Для куратора Дженса Хоффмана, который организовал выставку и семинар «Институция 2» в Музее Современного искусства Киазма в Хельсинки в 2003 г., предметом исследования был уже не музей, а практики десяти европейских художественных институций, «которые манифестировали гибкий и прогрессивный подход к критическому взаимодействию искусства с аудиторией»[16]. Заявленная цель заключалась в исследовании многообразия институциональных моделей, которые выявляли различия между институциями и их стратегиями.

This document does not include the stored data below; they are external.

PR #207, opened 2019-07-05
Update ui

### LINKED ISSUE #162: Checking current design and implementation - smaller details
## Description

Checking current design and implementation - smaller details

## Acceptance criteria
- Copy text has been reviewed (@christianbrb and @franzihei) and changed
- The tone has been decided about
- Colour has been decided on and implemented (eg. for error messages)
- Minor fixes are designed and implemented
- Nothing new
- Doesn't need to be perfect
- No text for the error messages
- Usability feedback is going to be implemented later

## Tasks
- [x] Check copy text with @christianbrb 
- [x] Design
- [ ] Implement

kelsos:
Closes #162


raiden-dapp/src/components/AppHeader.vue
```diff
@@ -20,31 +24,50 @@
...
-        <div class="address text-xs-left">
+    <v-layout class="app-header__bottom" align-center>
+      <v-flex xs6>
+        <div class="app-header__bottom__address text-xs-left">
           <v-tooltip bottom>
-            <template v-slot:activator="{ on }">
-              <span v-on="on"> {{ defaultAccount | truncate }}</span>
+            <template #activator="{ on }">
+              <span v-on="on">
+                {{ defaultAccount | truncate(8) }}
```
andrevmatos: Would it be useful to truncate only if width is smaller than a threshold? I don't think the address is worth it to be truncated if there's enough space

kelsos: It would expand way too much compared to the ETH amount on the other size though. 
now it looks close to the size of the eth amount on the other size.

kelsos: Also, the max size of the card is around 620px so the full address and the copy button will cross the middle of the card and get close to the amount.
image

raiden-dapp/src/views/SelectToken.vue
```diff
@@ -26,9 +22,14 @@
                   {{ token.symbol }} | {{ token.name }}
                 </v-list-tile-title>
                 <v-list-tile-sub-title class="token-address">
-                  {{ token.address }}
+                  {{ token.address | truncate }}
```
andrevmatos: There need to be ways to see the full address here.. again, you could truncate only if needed, or maybe put the address in a tooltip

kelsos:
@andrevmatos I was looking at [bem](http://getbem.com/) lately because CSS was messy and it reusing the same names made it hard to avoid duplication or overrides.

raiden-dapp/src/views/SelectToken.vue
kelsos: I will add a tooltip, thanks for pointing out.

PR #209, opened 2019-07-12
Send transfer

### LINKED ISSUE #23: I want to be able to enter the payment target address
## User Story
As Chris I want to be able to enter the payment target address so that I can make payments to a specific client.

## Tasks
- [x] Design
- [ ] Implementation

## Story Points

### LINKED ISSUE #24: I want to be able to enter a payment amount
## User Story
As Chris, I want to be able to enter a payment amount so that I can transfer a specific amount to another node.

## Tasks
- [x] Design
- [ ] Implementation

kelsos:
This PR depends on #204 

Fixes #24 
Fixes #23


raiden-dapp/src/services/raiden-service.ts
```diff
@@ -239,6 +239,15 @@ export default class RaidenService {
       this.store.commit('updateTokens', cache);
     }
   }
+
+  async transfer(token: string, target: string, amount: BigNumber) {
+    try {
+      await this.raiden.getAvailability(target);
```
andrevmatos: Can be done later, in another PR, but it's interesting to check `getAvailability` as soon as the address is input, and require/validate that the `available` is `true`. No need to cache the return of this function, as it's cached internally by the actions system, but be sure to only pass addresses which were already validated to it.

raiden-dapp/src/views/Transfer.vue
```diff
@@ -0,0 +1,138 @@
...
+
+@Component({
+  components: {
+    AddressInput,
+    AmountInput,
+    ProgressOverlay,
+    ErrorScreen
+  }
+})
+export default class Send extends Vue {
```
andrevmatos: Should the `Send` also be named `Transfer` for consistency?

kelsos: Yes, somehow I missed it.

raiden-dapp/src/services/raiden-service.ts
kelsos: Yes let's open an issue about this

kelsos: Opened the issue https://github.com/raiden-network/light-client/issues/218

Issue #181, opened 2019-06-13
Define text for error messages and implement


christianbrb:
## Description
Define text for error messages and implement

## Acceptance criteria
- Error messages are gathered at one place
- Errors are reviewed
- Messages fit the space we have (it depends)
- Messages avoid tech jargon

## Tasks
- [x] Start searching for a known way for internationalization for Vue apps
- [x] "Translate" the errors
- [x] Proof check that error messages fit within the layout

## Supporting

See https://uxplanet.org/how-to-write-good-error-messages-858e4551cd4

christianbrb:
Closed via #241

PR #227, opened 2019-07-26
Extract text resources to locale json

kelsos:
Introduces i18n and extracts all text resources to `en.json` locale file in order to make #181 easier.


kelsos:
@andrevmatos I don't have any strong feelings about this, to be honest, the examples I checked on vue i18n were using this format and structure so I followed it.

PR #583, opened 2019-11-24
New start screen

taleldayekh:


raiden-dapp/src/components/AppCore.vue
```diff
@@ -1,13 +1,25 @@
 <template>
-  <tokens />
+  <NoTokens v-if="!tokens.length" />
```
kelsos:
```suggestion
  <no-tokens v-if="!tokens.length" />
```

In all the components we use the components in kebab case.
We should also add a lint rule to enforce this.

raiden-dapp/src/components/NoTokens.vue
```diff
@@ -0,0 +1,34 @@
...
+import { Component, Mixins } from 'vue-property-decorator';
+import NavigationMixin from '@/mixins/navigation-mixin';
+
+@Component({})
+export default class NoTokens extends Mixins(NavigationMixin) {}
+</script>
+
+<style lang="scss" scoped>
+.new-token {
+  text-align: center;
```
kelsos: Can you move the button and header parts here?
as `&__button ` and `&__header`?

raiden-dapp/src/components/AppCore.vue
taleldayekh: Done

raiden-dapp/src/components/NoTokens.vue
taleldayekh: Done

Северный Институт Современного искусства (NIFCA) организовал множество выставок и семинаров под руководством Нины Мёнтман (2003-2006). В тесном сотрудничестве с художниками и кураторами были проанализированы условия производства и формы «освободительной практики» (emancipatory practice) в новых институциях. Проект «Непрозрачность. Текущие аспекты художественных институций и экономика желания» был посвящен обсуждению возможностей критической практики как противоположной требованиям прозрачной структуры и деятельности институций, в то время как «Пространство конфликта» художников Майка Боуда и Стэффана Шмидта совместно с семью институциями из Берлина, Осло, Копенгагена, Вильнюса, Мальмё и Хельсинки работало с физическим институциональным пространством.

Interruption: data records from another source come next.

PR #592, opened 2019-11-26
Fix config.logger

andrevmatos:
It couldn't be fully disabled because even setting it to `''` still outputed the `console.group`, even if without content.

Now, setting `config.logger` to empty string or (if left as default of `undefined) `NODE_ENV` environment variable to something other than `develop`, `redux-logger` will be completely disabled.
One can also set it to some of the `console`'s logging level to enable and force it to a specific logging level.

Additionally, if the logs are disabled  on either way, also reflect this on matrix logging, which could polute the output (actually, set to filter only critical `error`s, but most of the normal logs are debug).

TODO for the future is replacing our internal direct usage of some `console`'s logging functions with a proper library like [loglevel](https://github.com/pimterry/loglevel), used by matrix.

### DIFF
--- a/raiden-ts/src/config.ts
+++ b/raiden-ts/src/config.ts
@@ -37,7 +37,14 @@ export const RaidenConfig = t.readonly(
     }),
     t.partial({
       matrixServer: t.string,
-      logger: t.keyof({ ['']: null, debug: null, log: null, info: null, warn: null, error: null }),
+      logger: t.keyof({
+        ['']: null,
+        trace: null,
+        debug: null,
+        info: null,
+        warn: null,
+        error: null,
+      }),
       pfs: t.union([Address, t.string, t.null]),
     }),
   ]),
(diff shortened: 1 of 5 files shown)


kelsos:
@andrevmatos I really like the idea of having a proper logging solution for this SDK. My experience so far is that these logging libraries make things easier to customize and turn off when needed.

nephix:
That would be great for the tests which currently produce a lot of output

kelsos:
@nephix we had a discussion with @andrevmatos on this before and the optimal would be if we could somehow manage to show detailed logging only for failing tests. In a failing test the detailed logging might actually help but in the successful ones it is just noise.

nephix:
Would be great, just not sure if possible because you would have to know before running the actual test if it's going to fail or not, to enable logging?

kelsos:
Yes I did a quick check at some point to see if that is possible with jest and it seemed to be an open issue of people asking for the same thing but without something being done about it.

PR #594, opened 2019-11-26
Adds no logging serve script

kelsos:


nephix:
Is `NODE_ENV=nologging` also used somewhere? Internally by vue-cli? Couldn't find anything related after a quick search

kelsos:
@nephix no not really. It just had to be `!="development"` and obviously not `production` the target is to have no logs so I did some _"creative thinking"_...

PR #599, opened 2019-11-26
Enforces kebab-case in component names

kelsos:


kelsos:
@nephix rules are good, especially the ones that are automatically enforced an fixable

LefterisJP:
I actually learned something. Had no idea `that-this-is-kebab-case`

kelsos:
@LefterisJP I knew it was called something but I didn't remember. I actually had to check vue's documentation for that.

Уделим немного внимания конференции «Политика паблик-арта. Прогрессивные художественные институции в эпоху разрушения государства всеобщего благосостояния», проведенной Европейским Институтом Прогрессивной Культурной Политики (EIPCP) в рамках проекта «Republicart» в Кунстхалле Экснергассе в Вене в 2004 г. Конференции была посвящена размышлению о социальной функции государственных художественных институций в Центральной и Северной Европе и их отношениям со структурами финансирования. Институт изложил положение художественной институции как внешней (outsourced) организационной формы государственного аппарата, которая зависит от новых порций критического искусства. Участники намеревалась «исследовать стратегии акторов художественных институций, для того чтобы обрести хотя быт временную независимость от хватки государственного аппарата»[17].

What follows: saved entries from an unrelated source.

Issue #408, opened 2019-10-22
I don't want to be bothered by routes if I am just doing direct payments


christianbrb:
## User Story
As Chris I don't want to be bothered by routes if I am just doing direct payments so that the dApp is easier and cheaper to use.

## Acceptance criteria
- The Fee dialogue is skipped
- The Select PFS dialogue is skipped
- The Select Route dialogue is skipped
- The user is informed, that direct payment is possible (How is the user is informed)
- The overlay doesn't rely on the component
- Do the SDK communication on the host component
- Out of scope: Availability of the node (#218)

andrevmatos:
Fixed by #600

Issue #591, opened 2019-11-25
Make actions serializable


andrevmatos:
## Description

We need serializable actions. Usually, it's not expected actions to need to be serialized, nor go in state, but it's useful for one specific usecase: _pending_ actions that have a **confirmation** counterpart, and we need to be able to recover in case client is closed between both.

The action creator implementation should use `io-ts`, our codec/validation library of choice, and be self-contained (no multiple places of declarations to add a new action). It must also be type-safe and implement the [FSA](https://github.com/redux-utilities/flux-standard-action) pattern (actions being plain objects containg only `type`, `payload`, `meta` & `error` properties).

From this, it'd be interesting if the Acion Creator itself was the codec instance, so members can be accessed directly, but it may not be practical to do it over the callable function needed for the action creator. If this is the case, the codec can be defined as a `codec` property.

It may replace or extend our [typesafe-actions](https://github.com/piotrwitek/typesafe-actions) dependency, may have an interface similar to it (to minimize changes), but ideally replace standalone utilities (ActionType, `getType`, `isActionOf`, etc) with methods/member functions in the action creator object itself.

A generic `Error` serialization codec is needed for the error actions, like [serialize-error](https://github.com/sindresorhus/serialize-error) but typesafe and compatible with `io-ts`. No need for strong guarantees on the types, as they're mostly informative in the SDK.

## Acceptance criteria
- Actions can be serialized
- Actions can be deserialized/validated
- Errors payloads can also be [de]serialized
- Actions are plain objects in the FSA pattern
- Action Creators can be created passing io-ts codecs for `payload` & `meta` members
- The action codec can be accessed, but relevant properties/methods are exposed through utility members.
- An efficient type-guard is exposed as a member arrow function (no `this` unbind) of the AC which checks only `type` literal instead of `codec.is` which validates recursively
- Codec, payload, meta and literal `type` types are exposed as well; a standalone `ActionType` generic can also be exposed to calculate this in a standalone way
- All our current action creators are converted to use this implementation/factory

## Tasks
- [ ]

christianbrb:
@andrevmatos Thanks for pointing this out :)
Some additional information: https://github.com/reduxjs/redux/blob/master/docs/faq/Actions.md#why-should-type-be-a-string-or-at-least-serializable-why-should-my-action-types-be-constants

nephix:
[...]

PR #600, opened 2019-11-26
Proper fees dialogs behavior if direct route available, single free PFS or single free route

### LINKED ISSUE #596: Can't use a PFS set in config
## Steps to Reproduce
1. Get the `raiden` SDK instance on browser's dev tool
2. Set a config with `raiden.updateConfig({ pfs: 'https://pfs-goerli-with-fee.services-test.raiden.network' })`
3. Try to perform a transfer

## Expected Result
- Skip PFS selection dialog and call `findRoutes` without specifying a `pfs` if `raiden.config.pfs !== undefined`
- Can fetch routes and transfer using this set PFS

## Actual Result
image

andrevmatos:
Fix #596 

- There's a new method available, `Raiden.directRoute`, similar to `findRoutes`, which can get earlier if a direct route is available
  - This can be used to skip PFS fee & mediation fee dialogs
  - It resolves to `undefined` if no direct route is found; rejects only if validation fails (e.g. token address), not on route not found like `findRoutes`
- `findPFS` will throw only if pfs is disabled in config (`config.pfs=null`), `directRoute` before can skip this error if direct transfer is possible; it uses set `config.pfs`, or fetches from `ServiceRegistry` only if `undefined` (default)
- Should skip PFS fee dialog if `findPFS` finds a single free (price=0) PFS
- Should skip mediation fee dialog if `findRoutes` finds a single free route

So, general dApp workflow should be like:
- call `Raiden.directRoute`
  - if there's a direct route: use it as `paths` for `transfer` in last point directly
  - else (resolves to undefined)
    - call `findPFS`
      - if throws, show error, means no direct route and PFS disabled
      - if returns a single free PFS, auto-confirm (skip) PFS fee dialog
      - else, show dialog and let the user select and confirm payment for a PFS
    - call `findRoutes` with selected `pfs` above
      - if there's a single free route, auto-confirm (skip) mediation fee dialog
      - else, show dialog and let user select and confirm a route and its fee
- call `transfer` with selected `paths`

### DIFF
--- a/raiden-dapp/src/services/raiden-service.ts
+++ b/raiden-dapp/src/services/raiden-service.ts
@@ -4,7 +4,7 @@ import { RootState } from '@/types';
 import { Web3Provider } from '@/services/web3-provider';
 import { BalanceUtils } from '@/utils/balance-utils';
 import { DeniedReason, Progress, Token, TokenModel } from '@/model/types';
-import { BigNumber } from 'ethers/utils';
+import { BigNumber, BigNumberish } from 'ethers/utils';
 import { Zero } from 'ethers/constants';
 import { exhaustMap, filter, first } from 'rxjs/operators';
 import asyncPool from 'tiny-async-pool';
@@ -293,6 +293,15 @@ export default class RaidenService {
 
   noPfsSelected(): boolean {
     return this.raiden.config.pfs === undefined;
+  }
+
+  /* istanbul ignore next */
+  async directRoute(
+    token: string,
+    target: string,
+    value: BigNumberish
+  ): Promise<RaidenPaths | undefined> {
+    return await this.raiden.directRoute(token, target, value);
   }
 
   /* istanbul ignore next */
--- a/raiden-dapp/src/services/raiden-service.ts
+++ b/raiden-dapp/src/services/raiden-service.ts
@@ -291,10 +291,6 @@ export default class RaidenService {
     return raidenPFS;
   }
 
-  noPfsSelected(): boolean {
-    return this.raiden.config.pfs === undefined;
-  }
-
   /* istanbul ignore next */
   async directRoute(
     token: string,
--- a/raiden-dapp/src/views/TransferSteps.vue
+++ b/raiden-dapp/src/views/TransferSteps.vue
@@ -320,6 +320,27 @@ export default class TransferSteps extends Mixins(
 
     if (typeof this.token.decimals !== 'number') {
       this.navigateToHome();
+      return;
+    }
+
+    const directRoutes = await this.$raiden.directRoute(
+      address,
+      this.target,
+      BalanceUtils.parse(this.amount, this.token.decimals)
+    );
+
+    if (directRoutes) {
+      const [route] = directRoutes;
+
+      this.selectedRoute = {
+        key: 0,
+        fee: Zero,
+        displayFee: '0',
+        path: [...route.path],
+        hops: 0
+      };
+
+      this.transfer();
     }
   }
 
--- a/raiden-dapp/src/views/TransferSteps.vue
+++ b/raiden-dapp/src/views/TransferSteps.vue
@@ -174,12 +174,16 @@
       v-if="step === 1"
       :value="pfsFeesConfirmed"
       class="confirmation-overlay"
+      :class="{ 'v-overlay--dark': freePfs && pfsFeesConfirmed }"
     >
       <spinner v-if="!pfsFeesPaid" />
       <checkmark v-else class="confirmation-overlay__checkmark" />
 
-      <h2 v-if="!pfsFeesPaid">
+      <h2 v-if="!pfsFeesPaid && !freePfs">
         {{ this.$t('transfer.steps.request-route.in-progress') }}
+      </h2>
+      <h2 v-else-if="freePfs">
+        {{ this.$t('transfer.steps.request-route.searching-for-route') }}
       </h2>
       <h2 v-else>{{ this.$t('transfer.steps.request-route.done') }}</h2>
     </v-overlay>
@@ -212,7 +216,7 @@
 <script lang="ts">
 import { Component, Mixins } from 'vue-property-decorator';
 import { RaidenPFS } from 'raiden-ts';
-import { BigNumber } from 'ethers/utils';
+import { BigNumber, bigNumberify } from 'ethers/utils';
 
 import { BalanceUtils } from '@/utils/balance-utils';
 import { Token, Route, emptyDescription, StepDescription } from '@/model/types';
@@ -253,6 +257,7 @@ export default class TransferSteps extends Mixins(
   routes: Route[] = [];
   pfsFeesConfirmed: boolean = false;
   pfsFeesPaid: boolean = false;
+  freePfs: boolean = false;
   showMintDeposit: boolean = false;
   mediationFeesConfirmed: boolean = false;
   processingTransfer: boolean = false;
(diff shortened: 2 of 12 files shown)


christianbrb:
This would fix #408

kelsos:
@andrevmatos I should be done with the dApp part. I did try it by hand also and it seems to work properly. I am not sure if you also want to have a look. 

I would like to re-evaluate what happens if for example you have free pfs and there is no route. Do you go back to the previous `transfer` screen or you go to the select PFS step. But these are mostly UX matters. We can try the scenarios mentioned and then maybe @taleldayekh can help us plan the user flow in these cases better.

raiden-dapp/src/services/raiden-service.ts
```diff
@@ -338,6 +338,15 @@ export default class RaidenService {
     return this.raiden.config.pfs === undefined;
```
andrevmatos: I think you may remove the `noPfsSelected` now, you shouldn't need to inspect it, right?

raiden-dapp/src/views/TransferSteps.vue
```diff
@@ -353,6 +378,13 @@ export default class TransferSteps extends Mixins(
             path
           } as Route)
       );
+
+      const [route] = this.routes;
+
+      if (route && route.fee.isZero()) {
+        this.selectedRoute = route;
+        this.transfer();
```
nephix: Maybe go to step 3 first and let the user confirm the transfer. Otherwise from UX he would see the 3 steps at the top and then move directly from 2nd step to the transfer screen. Very minor

raiden-dapp/tests/unit/views/transfer-steps.spec.ts
```diff
@@ -240,4 +247,47 @@ describe('TransferSteps.vue', () => {
     expect(transferDone).toBeCalledTimes(0);
     expect(wrapper.vm.$data.error).toEqual('failure');
   });
+
+  test('skip to transfer if a direct route is available', async () => {
```
nephix: `'Should...'`

raiden-dapp/tests/unit/views/transfer-steps.spec.ts
```diff
@@ -240,4 +247,47 @@ describe('TransferSteps.vue', () => {
...
+    expect.assertions(2);
+    $raiden.directRoute.mockResolvedValueOnce([freeRoute] as RaidenPaths);
+    $raiden.transfer.mockResolvedValueOnce(undefined);
+    const wrapper = createWrapper({});
+    await flushPromises();
+    expect(wrapper.vm.$data.step).toBe(1);
+    expect($raiden.transfer).toHaveBeenCalledTimes(1);
+  });
+
+  test('skip to transfer if a free route is available', async () => {
```
nephix: `'Should...'`

raiden-dapp/src/services/raiden-service.ts
kelsos: I am on it :) I will add an extra commit removing it

raiden-dapp/tests/unit/views/transfer-steps.spec.ts
```diff
@@ -240,4 +247,47 @@ describe('TransferSteps.vue', () => {
...
+    });
+
+    await flushPromises();
+    wrapper.find('.action-button__button').trigger('click');
+    await flushPromises();
+    expect(wrapper.vm.$data.step).toBe(1);
+    expect($raiden.transfer).toHaveBeenCalledTimes(1);
+  });
+
+  test('skip pfs selection if free pfs is found', async () => {
```
nephix: `'Should...'`

raiden-ts/src/path/actions.ts
```diff
@@ -14,7 +14,10 @@ type ServiceId = {
   serviceAddress: Address;
 };
 
-export const pathFind = createStandardAction('pathFind')<{ paths?: Paths; pfs?: PFS }, PathId>();
+export const pathFind = createStandardAction('pathFind')<
```
nephix: `typesafe-actions` v4 seem to have a new way of creating standard actions. Do you see any benefit of migrating to the new style when we create new actions or touch old ones?

raiden-ts/tests/e2e/raiden.spec.ts
```diff
@@ -794,17 +794,37 @@ describe('Raiden', () => {
   });
 
   describe('findPFS', () => {
-    test('fail config.pfs not in auto mode', async () => {
-      expect.assertions(2);
+    test('fail config.pfs disabled', async () => {
```
nephix: Any merit to applying `'Should...'` also to the SDK?

raiden-dapp/src/views/TransferSteps.vue
kelsos: We already discussed with @taleldayekh that this flow can get improved. The plan is to evaluate all the possible scenarios and figure out the proper flow.

raiden-dapp/tests/unit/views/transfer-steps.spec.ts
kelsos: When it comes to jasmine's `it` `Should` sounds like the natural next step. Is that a common convention for jest test naming too?

nephix: That's what we have always used in the past, I guess it has not so much to do with jest or jasmine but it's one of many naming conventions. Maybe we can decide on one in the test refactor ticket and just leave them here as they are? Here are more "patterns": https://dzone.com/articles/7-popular-unit-test-naming

PS: `test('Should fail when x y z')` also sounds pretty natural :)

kelsos: @andrevmatos it would be nice to have a consistent naming strategy in the tests accross the SDK in general it would be nice to also have your input here.

andrevmatos: On the SDK, `test` doesn't use `should`, I usually just name the test in a descriptive way, like `test('fail when amount is negative', () => ...`

kelsos: I don't mind doing this way either and since I am touching all the tests anyway it would not be much @nephix are you ok with changing the tests in the dapp to follow the same scheme?

raiden-ts/src/path/actions.ts
andrevmatos: Hmm, which new way? From [what I can see](https://github.com/piotrwitek/typesafe-actions#2-fsa-compliant-actions), this is still how it's done. Anyway,  I'd say we shouldn't touch this now, and consider #591 when we need to migrate to anything else (probably a custom implementation based on typesafe-actions and io-ts by then)

raiden-dapp/tests/unit/views/transfer-steps.spec.ts
nephix: Sure sounds good!

raiden-ts/src/path/actions.ts
nephix: We had a dependency PR https://github.com/raiden-network/light-client/pull/474#issuecomment-549709382 that tried to bump the version to 5.x which deprecates the way actions are created in 4.x (like we do currently). The "old" way still works if we use `createStandardAction` from `deprecated`

andrevmatos: Hmm, right.. didn't see the changes in new release, we may move forward then to the serializable approach. Thank you for pointing this out.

Незадолго до этого, сопоставимый с описанными проектами подход сформировался в так называемом «пост-рефлексивном повороте» в музеологии. Появление «новой музеологии» в конце 1980-х объяснялось потребностью в объяснении возникшего анализа функций и процедур традиционного музея в тесной связи с его гегемонистскими западными, националистическими и патриархальными нарративами и конструктами, приводящего к осознанию силы институционального представления [18]. Следуя этому требованию радикального пересмотра социальной роли музея, поздний пост-рефлексивный поворот не ограничивался деконструкцией условий и форматов существования музея. Он рассматривал музей как демократически организованное «пространство действия», учитывающее общую многоголосную практику. Таким образом, выставки часто взаимодействовали с множеством участников и задумывались как политически-дискурсивные практики, поднимающие спорные социальные вопросы. Такие подходы, часто называемые «проектно-ориентированными выставки» (project-based exhibitions, non-exhibition-based curatorial activities), рассматривались как критические практики, они стремились к размышлению над альтернативными нарративами представления в своих подходов к выставочным темам [19].
Исторический контекст
Этот список остается фрагментарным и представляет лишь мгновенный снимок институциональной самокритики на рубеже тысячелетия. Невозможно дать исчерпывающий ответ на вопрос «почему проблема художественной организации вызвала столь интенсивные споры именно в этот период истории». Важно, что институциональные позиции, обсуждаемые выше, отвергли современную тенденцию приватизации и связанного с ней понятия популистской аудитории. Художник Андреа Фрэйзер указал на усиление административных структур в крупных американских музеях, таких как Гуггенхайм и МоМА в Нью-Йорке с начала 1980-х гг. Остается все меньше доверия к независимым кураторским исследованиям, когда руководящие должности занимают менеджеры без опыта и знаний истории и теории искусства [20].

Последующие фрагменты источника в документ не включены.